CI based on normal approximation

Test
Null hypothesis \(H_0\): \(p_1-p_2=0\)
Alternative hypothesis \(H_1\): \(p_1-p_2\neq0\)
Method Z-Value P-Value
Normal approximation -2.77 0.006
Fisher's exact   0.007

The test based on the normal approximation uses the pooled estimate of the proportion (0.522124)

Five Step Hypothesis Testing Procedure: Weed Example Section

Step 1:
\(H_0 : p_f - p_m =0\)
\(H_a : p_f - p_m \neq 0\)

Check assumptions:

\(n_f p_f = 56\)
\(n_f (1-p_f) = 127-56 = 71\)
\(n_m p_m = 62\)
\(n_m (1-p_m) = 99-62 = 37\)

All \(np\) and \(n(1-p)\) are at least ten, therefore we can use the normal approximation method.

Step 2:
From output, \(z=-2.77\)

Step 3:
From output, \(p=0.005\)

Step 4:
\(p \leq \alpha\), reject the null hypothesis

Step 5:
There is evidence that in the population the proportion of females who have tried weed is different from the proportion of males who have tried weed.

Minitab 18

Minitab®  – Testing Two Independent Proportions using Summarized Data

Let's compare the proportion of Penn State World Campus graduate students who have children to the proportion of Penn State University Park graduate students who have children.

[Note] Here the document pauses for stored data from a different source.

Issue #1568, opened 2022-06-20
MAINT: PopulateFromString should use SetTargetTXT, not SetTargetTXTString


tlimoncelli:
[NOTE: This is not urgent.  I'm asking that everyone check their code in the next 4-5 weeks: I'd like to merge this on Aug 1, 2022]

The good news: PopulateFromString is very useful and a lot of people use it.

The bad news: PopulateFromString has a bug, and I need to check with everyone to make sure they aren't affected.

WHAT IS THE PROBLEM?

PopulateFromString calls SetTargetTXTString, which is almost never the right thing to do.  It should use SetTargetTXT() instead.

SetTargetTXTString parses the string for quotes... incorrectly.  Generally provider code receives a big TXT string that doesn't need to be parsed.

WHY CHANGE?

The integration tests do not detect if the incorrect `SetTargetTXT*` function is called.  I can't figure out a test that would do that.  Therefore, we have to make this change carefully.

Here is a checklist of who uses this function:

- [ ] akamaiedgedns @svernick
- [ ]  autodns @arnoschoon
- [X]  cloudflare @tresni
- [ ]  desec @D3luxee
- [ ]  dnsimple @aeden
- [x]  dnsmadeeasy @vojtad
- [ ]  exoscale pierre-emmanuelJ
- [x]  gandiv5 @TomOnTime
- [x]  gcloud @riyadhalnur
- [ ]  hedns @rblenkinsopp
- [x]  hetzner @das7pad
- [X]  hexonet @papakai
- [x]  hostingde @juliusrickert
- [ ]  inwx @svenpeter42
- [ ]  linode @koesie10
- [x]  namecheap @captncraig
- [X]  namedotcom
- [x]  ns1 @costasd
- [ ]  oracle @kallsyms
- [x]  ovh @masterzen
- [x]  powerdns @jpbede
- [x] route53 @tresni
- [x]  transip @blackshadev
- [X]  vultr @pgaskin

WHAT SHOULD I DO?

Git clone [this](https://github.com/StackExchange/dnscontrol/pull/1567) and run your integration tests.

If your integration tests work, let me know.

if the integration tests fail, I'd be glad to help you fix them.

I've written a longer explanation of how TXT records are handled in [models/t_txt.go](https://github.com/StackExchange/dnscontrol/blob/master/models/t_txt.go)

tlimoncelli:
If this change breaks your integration tests, I have a few suggestions:

[...]

PR #1579, opened 2022-06-24
DNSMADEEASY: fix parsing TXT records

vojtad:
This PR fixes parsing TXT records for #1568.

Integration tests are now passing for the DNSMADEEASY provider.


tlimoncelli:
Thanks for helping out with this effort!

In a representative sample there were 120 World Campus graduate students; 92 had children. There were 160 University Park graduate students; 23 had children.

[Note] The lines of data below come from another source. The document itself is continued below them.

PR #1581, opened 2022-06-24
Fix population of txt records from TransIP

blackshadev:
As requested by tlim, the PopulateFromString has changed and thus
some providers need to handle TXT records differently. See issue
linked below for more information

https://github.com/StackExchange/dnscontrol/issues/1568


tlimoncelli (approved):

tlimoncelli:
Thanks!

PR #1582, opened 2022-06-27
Fix handling of TXT for the OVH provider

masterzen:
OVH only supports arbitrary long string even though it is possible to put more than
one quoted string in a TXT target with the API.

  1. In Minitab, select Stat > Basic Statistics > 2 Proportions
  2. Change Both samples are in one column to Summarized data in the dropdown
  3. For Sample 1 next to Number of events enter 92 and next to Number of trials enter 120
  4. For Sample 2 next to Number of events enter 23 and next to Number of trials enter 160
  5. Under the Options tab change the Test method to Use the pooled estimate of the proportion
  6. Click OK and OK

This should result in the following output:

Method

\(p_1\): proportion where Sample 1 = Event

\(p_2\): proportion where Sample 2 = Event

Difference: \(p_1\)-\(p_2\)

Descriptive Statistics
Sample N Event Sample p
Sample 1 120 92 0.766667
Sample 2 160 23 0.143750
Estimation for Difference
Difference 95% CI for Difference
0.622917 (0.529740, 0.716093)

CI based on normal approximation

Test
Null hypothesis \(H_0\): \(p_1-p_2=0\)
Alternative hypothesis \(H_1\): \(p_1-p_2\neq0\)
Method Z-Value P-Value
Normal approximation 10.49 0.000
Fisher's exact   0.000

The test based on the normal approximation uses the pooled estimate of the proportion (0.410714)

Five Step Hypothesis Testing Procedure: Parents Section

Step 1:
\(H_0 : p_w - p_u =0\)
\(H_a : p_w - p_u \neq 0\)

Check assumptions:

\(n_w p_w = 92\)
\(n_w (1-p_w) = 120-92 = 28\)
\(n_u p_u = 23\)
\(n_u (1-p_u) = 160-23 = 137\)

All \(np\) and \(n(1-p)\) are at least ten, therefore we can use the normal approximation method.

Step 2:
From output, \(z=10.49\)

Step 3:
From output, \(p=0.000\)

Step 4:
\(p \leq \alpha\), reject the null hypothesis

Step 5:
There is evidence that in the population the proportion of World Campus students who have children is different from the proportion of University Park students who have children.